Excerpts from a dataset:

/---

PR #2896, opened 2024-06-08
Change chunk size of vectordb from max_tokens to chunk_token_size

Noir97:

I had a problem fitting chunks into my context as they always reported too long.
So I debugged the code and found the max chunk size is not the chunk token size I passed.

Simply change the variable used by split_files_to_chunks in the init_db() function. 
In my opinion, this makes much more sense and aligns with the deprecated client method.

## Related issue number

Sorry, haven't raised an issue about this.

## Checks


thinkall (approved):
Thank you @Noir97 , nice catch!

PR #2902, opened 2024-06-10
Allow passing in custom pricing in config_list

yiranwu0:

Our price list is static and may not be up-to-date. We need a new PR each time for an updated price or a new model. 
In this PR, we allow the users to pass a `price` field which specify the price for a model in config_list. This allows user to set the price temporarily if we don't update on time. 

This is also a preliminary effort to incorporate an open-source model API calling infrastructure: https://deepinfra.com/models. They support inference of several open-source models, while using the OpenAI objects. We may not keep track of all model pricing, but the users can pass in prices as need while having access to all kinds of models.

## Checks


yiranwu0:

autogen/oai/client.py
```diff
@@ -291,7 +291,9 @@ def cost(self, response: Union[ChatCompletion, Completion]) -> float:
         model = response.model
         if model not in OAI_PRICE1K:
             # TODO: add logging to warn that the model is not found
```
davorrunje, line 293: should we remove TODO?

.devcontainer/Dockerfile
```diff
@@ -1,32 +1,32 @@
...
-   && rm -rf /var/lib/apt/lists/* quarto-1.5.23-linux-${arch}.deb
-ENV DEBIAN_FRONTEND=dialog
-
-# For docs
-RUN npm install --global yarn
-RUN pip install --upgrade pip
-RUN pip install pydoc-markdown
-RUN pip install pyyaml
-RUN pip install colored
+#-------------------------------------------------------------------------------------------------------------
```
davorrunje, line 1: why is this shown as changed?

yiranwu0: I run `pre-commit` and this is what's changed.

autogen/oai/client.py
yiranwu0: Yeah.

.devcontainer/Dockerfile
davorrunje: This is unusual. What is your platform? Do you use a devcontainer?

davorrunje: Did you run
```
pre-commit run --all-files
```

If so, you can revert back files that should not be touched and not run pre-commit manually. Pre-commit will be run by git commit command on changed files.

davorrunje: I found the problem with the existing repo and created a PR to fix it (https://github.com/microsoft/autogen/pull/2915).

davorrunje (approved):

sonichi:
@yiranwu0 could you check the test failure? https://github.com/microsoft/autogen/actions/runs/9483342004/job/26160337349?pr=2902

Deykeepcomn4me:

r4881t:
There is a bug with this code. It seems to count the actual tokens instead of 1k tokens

\---
/---

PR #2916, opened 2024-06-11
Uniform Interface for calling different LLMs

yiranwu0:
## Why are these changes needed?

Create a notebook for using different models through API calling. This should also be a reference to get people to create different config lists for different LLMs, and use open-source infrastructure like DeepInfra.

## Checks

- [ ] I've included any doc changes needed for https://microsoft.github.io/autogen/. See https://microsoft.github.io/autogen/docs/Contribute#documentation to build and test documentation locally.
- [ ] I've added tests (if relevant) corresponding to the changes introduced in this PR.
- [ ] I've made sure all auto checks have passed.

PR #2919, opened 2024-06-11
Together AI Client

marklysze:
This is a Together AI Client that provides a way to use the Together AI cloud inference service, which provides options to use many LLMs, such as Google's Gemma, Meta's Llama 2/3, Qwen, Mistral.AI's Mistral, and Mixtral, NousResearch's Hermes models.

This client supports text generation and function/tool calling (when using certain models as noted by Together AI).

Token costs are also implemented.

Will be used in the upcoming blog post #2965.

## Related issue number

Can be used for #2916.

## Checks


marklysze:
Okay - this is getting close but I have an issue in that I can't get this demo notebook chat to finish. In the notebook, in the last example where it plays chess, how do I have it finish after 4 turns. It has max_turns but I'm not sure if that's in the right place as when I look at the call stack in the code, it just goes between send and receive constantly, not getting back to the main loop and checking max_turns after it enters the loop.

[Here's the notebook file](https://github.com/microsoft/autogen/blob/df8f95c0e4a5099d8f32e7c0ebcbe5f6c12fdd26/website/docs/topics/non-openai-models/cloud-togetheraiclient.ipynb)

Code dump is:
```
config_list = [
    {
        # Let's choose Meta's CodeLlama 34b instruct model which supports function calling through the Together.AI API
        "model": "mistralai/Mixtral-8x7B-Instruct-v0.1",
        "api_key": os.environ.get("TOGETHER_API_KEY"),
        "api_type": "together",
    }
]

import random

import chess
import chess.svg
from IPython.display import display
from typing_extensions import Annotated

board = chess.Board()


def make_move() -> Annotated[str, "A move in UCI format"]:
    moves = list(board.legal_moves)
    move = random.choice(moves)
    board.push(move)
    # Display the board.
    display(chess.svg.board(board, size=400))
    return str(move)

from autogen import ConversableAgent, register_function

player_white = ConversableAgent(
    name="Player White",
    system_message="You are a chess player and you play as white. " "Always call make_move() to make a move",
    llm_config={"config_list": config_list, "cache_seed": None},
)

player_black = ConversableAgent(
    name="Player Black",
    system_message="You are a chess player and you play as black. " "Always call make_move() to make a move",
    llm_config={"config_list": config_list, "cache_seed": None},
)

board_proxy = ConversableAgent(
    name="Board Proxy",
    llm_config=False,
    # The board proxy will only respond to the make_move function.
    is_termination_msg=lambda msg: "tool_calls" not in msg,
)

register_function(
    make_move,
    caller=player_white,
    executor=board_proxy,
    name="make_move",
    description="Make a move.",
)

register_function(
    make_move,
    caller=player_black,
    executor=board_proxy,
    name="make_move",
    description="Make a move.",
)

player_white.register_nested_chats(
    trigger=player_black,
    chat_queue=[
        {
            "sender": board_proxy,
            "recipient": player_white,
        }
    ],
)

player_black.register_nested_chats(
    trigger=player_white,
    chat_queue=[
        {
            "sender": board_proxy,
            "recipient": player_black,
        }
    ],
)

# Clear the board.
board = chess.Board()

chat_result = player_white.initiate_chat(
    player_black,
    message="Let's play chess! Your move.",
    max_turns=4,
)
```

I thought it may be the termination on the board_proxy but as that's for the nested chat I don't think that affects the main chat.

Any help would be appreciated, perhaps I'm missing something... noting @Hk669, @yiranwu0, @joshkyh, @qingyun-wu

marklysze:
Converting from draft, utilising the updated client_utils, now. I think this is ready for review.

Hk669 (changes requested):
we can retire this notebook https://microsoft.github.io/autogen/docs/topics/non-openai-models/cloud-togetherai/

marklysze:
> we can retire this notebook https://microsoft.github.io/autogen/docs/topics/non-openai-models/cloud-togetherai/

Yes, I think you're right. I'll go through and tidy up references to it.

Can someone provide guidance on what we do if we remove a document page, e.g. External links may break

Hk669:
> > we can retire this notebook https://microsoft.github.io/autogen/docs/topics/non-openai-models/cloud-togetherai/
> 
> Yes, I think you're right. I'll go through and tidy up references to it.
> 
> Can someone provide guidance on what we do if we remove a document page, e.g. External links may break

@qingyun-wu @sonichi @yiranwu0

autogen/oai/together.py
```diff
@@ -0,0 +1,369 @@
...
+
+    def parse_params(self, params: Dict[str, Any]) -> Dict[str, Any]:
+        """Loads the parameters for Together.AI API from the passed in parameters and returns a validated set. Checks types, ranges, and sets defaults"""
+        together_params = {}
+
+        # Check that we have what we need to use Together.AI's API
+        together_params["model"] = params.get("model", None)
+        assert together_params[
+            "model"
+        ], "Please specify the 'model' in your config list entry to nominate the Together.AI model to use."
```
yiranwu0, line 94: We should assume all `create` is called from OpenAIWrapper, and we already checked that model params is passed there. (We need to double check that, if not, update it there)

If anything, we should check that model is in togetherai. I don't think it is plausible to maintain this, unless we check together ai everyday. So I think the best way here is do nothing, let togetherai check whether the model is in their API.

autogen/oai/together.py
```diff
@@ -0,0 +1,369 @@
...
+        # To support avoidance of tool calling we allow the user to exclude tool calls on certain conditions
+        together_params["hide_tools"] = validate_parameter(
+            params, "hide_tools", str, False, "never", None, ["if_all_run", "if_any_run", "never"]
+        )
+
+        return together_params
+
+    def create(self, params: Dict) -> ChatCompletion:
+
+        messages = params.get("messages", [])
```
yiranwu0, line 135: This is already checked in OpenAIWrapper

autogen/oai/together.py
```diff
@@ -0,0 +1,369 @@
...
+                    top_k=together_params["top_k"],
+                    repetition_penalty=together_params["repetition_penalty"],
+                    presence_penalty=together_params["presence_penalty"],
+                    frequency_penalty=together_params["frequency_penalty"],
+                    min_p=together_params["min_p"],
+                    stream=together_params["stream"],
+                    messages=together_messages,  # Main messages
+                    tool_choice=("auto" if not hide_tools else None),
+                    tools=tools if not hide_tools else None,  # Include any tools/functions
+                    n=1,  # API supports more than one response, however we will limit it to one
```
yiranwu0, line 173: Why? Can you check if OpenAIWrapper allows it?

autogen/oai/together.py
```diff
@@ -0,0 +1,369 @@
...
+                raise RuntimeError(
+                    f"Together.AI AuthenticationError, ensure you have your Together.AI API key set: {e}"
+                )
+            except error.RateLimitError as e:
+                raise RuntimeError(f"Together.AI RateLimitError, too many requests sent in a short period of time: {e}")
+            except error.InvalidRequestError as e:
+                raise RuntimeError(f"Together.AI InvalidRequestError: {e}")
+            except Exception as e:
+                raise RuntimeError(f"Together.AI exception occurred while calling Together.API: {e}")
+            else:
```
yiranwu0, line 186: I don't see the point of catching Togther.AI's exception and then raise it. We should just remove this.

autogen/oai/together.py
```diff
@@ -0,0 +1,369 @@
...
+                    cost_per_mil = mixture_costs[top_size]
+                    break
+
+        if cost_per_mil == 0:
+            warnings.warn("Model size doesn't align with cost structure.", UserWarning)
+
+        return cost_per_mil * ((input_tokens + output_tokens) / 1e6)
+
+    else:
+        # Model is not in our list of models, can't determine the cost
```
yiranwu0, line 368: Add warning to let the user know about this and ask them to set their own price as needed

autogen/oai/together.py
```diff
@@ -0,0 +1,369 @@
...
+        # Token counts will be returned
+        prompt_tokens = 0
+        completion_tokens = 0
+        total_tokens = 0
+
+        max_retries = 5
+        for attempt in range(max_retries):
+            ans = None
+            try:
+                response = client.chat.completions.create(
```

\---
/---

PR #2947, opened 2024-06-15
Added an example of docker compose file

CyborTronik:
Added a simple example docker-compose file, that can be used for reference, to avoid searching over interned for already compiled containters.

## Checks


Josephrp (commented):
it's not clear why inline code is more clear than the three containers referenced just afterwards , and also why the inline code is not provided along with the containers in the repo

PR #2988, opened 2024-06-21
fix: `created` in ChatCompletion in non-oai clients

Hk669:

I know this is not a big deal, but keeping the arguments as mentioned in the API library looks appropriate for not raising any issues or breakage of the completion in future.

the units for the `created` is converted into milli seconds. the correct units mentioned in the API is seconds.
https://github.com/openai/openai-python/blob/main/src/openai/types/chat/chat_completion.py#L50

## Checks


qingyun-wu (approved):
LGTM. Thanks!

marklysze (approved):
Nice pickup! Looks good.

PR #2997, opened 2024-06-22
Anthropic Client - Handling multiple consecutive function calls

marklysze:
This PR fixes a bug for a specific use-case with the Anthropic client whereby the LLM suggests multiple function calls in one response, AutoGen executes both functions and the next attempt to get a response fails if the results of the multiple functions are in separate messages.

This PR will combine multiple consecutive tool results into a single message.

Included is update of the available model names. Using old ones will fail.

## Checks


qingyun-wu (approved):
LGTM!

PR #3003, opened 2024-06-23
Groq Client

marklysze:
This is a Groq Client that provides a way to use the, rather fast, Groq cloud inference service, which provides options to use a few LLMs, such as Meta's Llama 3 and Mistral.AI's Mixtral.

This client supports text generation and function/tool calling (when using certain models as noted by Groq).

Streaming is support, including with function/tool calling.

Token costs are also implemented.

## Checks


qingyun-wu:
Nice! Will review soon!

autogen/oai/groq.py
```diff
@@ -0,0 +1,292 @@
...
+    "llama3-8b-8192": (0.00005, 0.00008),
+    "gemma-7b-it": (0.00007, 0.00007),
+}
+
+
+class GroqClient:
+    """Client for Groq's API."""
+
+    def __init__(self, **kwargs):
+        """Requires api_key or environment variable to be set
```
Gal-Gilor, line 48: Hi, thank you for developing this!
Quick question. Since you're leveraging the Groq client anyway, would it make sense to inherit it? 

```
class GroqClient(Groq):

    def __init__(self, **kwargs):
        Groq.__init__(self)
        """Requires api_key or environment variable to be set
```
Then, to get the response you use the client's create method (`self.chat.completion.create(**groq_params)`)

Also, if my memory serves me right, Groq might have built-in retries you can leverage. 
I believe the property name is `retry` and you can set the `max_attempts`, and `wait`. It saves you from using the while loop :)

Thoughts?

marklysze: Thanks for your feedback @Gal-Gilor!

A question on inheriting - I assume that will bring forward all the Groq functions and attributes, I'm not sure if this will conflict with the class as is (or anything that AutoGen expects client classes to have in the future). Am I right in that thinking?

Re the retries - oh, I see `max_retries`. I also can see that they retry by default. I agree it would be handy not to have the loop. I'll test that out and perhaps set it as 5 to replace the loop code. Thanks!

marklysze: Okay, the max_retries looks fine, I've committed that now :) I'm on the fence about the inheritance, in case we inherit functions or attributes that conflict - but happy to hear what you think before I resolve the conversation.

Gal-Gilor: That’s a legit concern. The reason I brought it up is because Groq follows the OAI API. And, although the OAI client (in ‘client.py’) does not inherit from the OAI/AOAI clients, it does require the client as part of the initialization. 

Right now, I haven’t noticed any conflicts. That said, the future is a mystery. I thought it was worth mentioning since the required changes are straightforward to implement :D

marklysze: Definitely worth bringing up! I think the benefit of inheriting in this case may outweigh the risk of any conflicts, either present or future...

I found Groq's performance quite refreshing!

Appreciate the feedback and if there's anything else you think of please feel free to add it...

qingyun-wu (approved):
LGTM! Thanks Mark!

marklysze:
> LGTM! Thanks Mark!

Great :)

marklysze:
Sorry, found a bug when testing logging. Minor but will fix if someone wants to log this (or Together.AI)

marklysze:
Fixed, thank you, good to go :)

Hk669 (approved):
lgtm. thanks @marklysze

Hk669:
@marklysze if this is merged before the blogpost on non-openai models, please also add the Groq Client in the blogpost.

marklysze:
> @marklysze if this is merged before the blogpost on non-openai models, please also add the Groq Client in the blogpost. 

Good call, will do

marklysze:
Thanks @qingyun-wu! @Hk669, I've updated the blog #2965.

\---

* _Problem_
From the data above, copy each line where the string "generation" appears.

* _Output_
This client supports text generation and function/tool calling (when using certain models as noted by Together AI).
This client supports text generation and function/tool calling (when using certain models as noted by Groq).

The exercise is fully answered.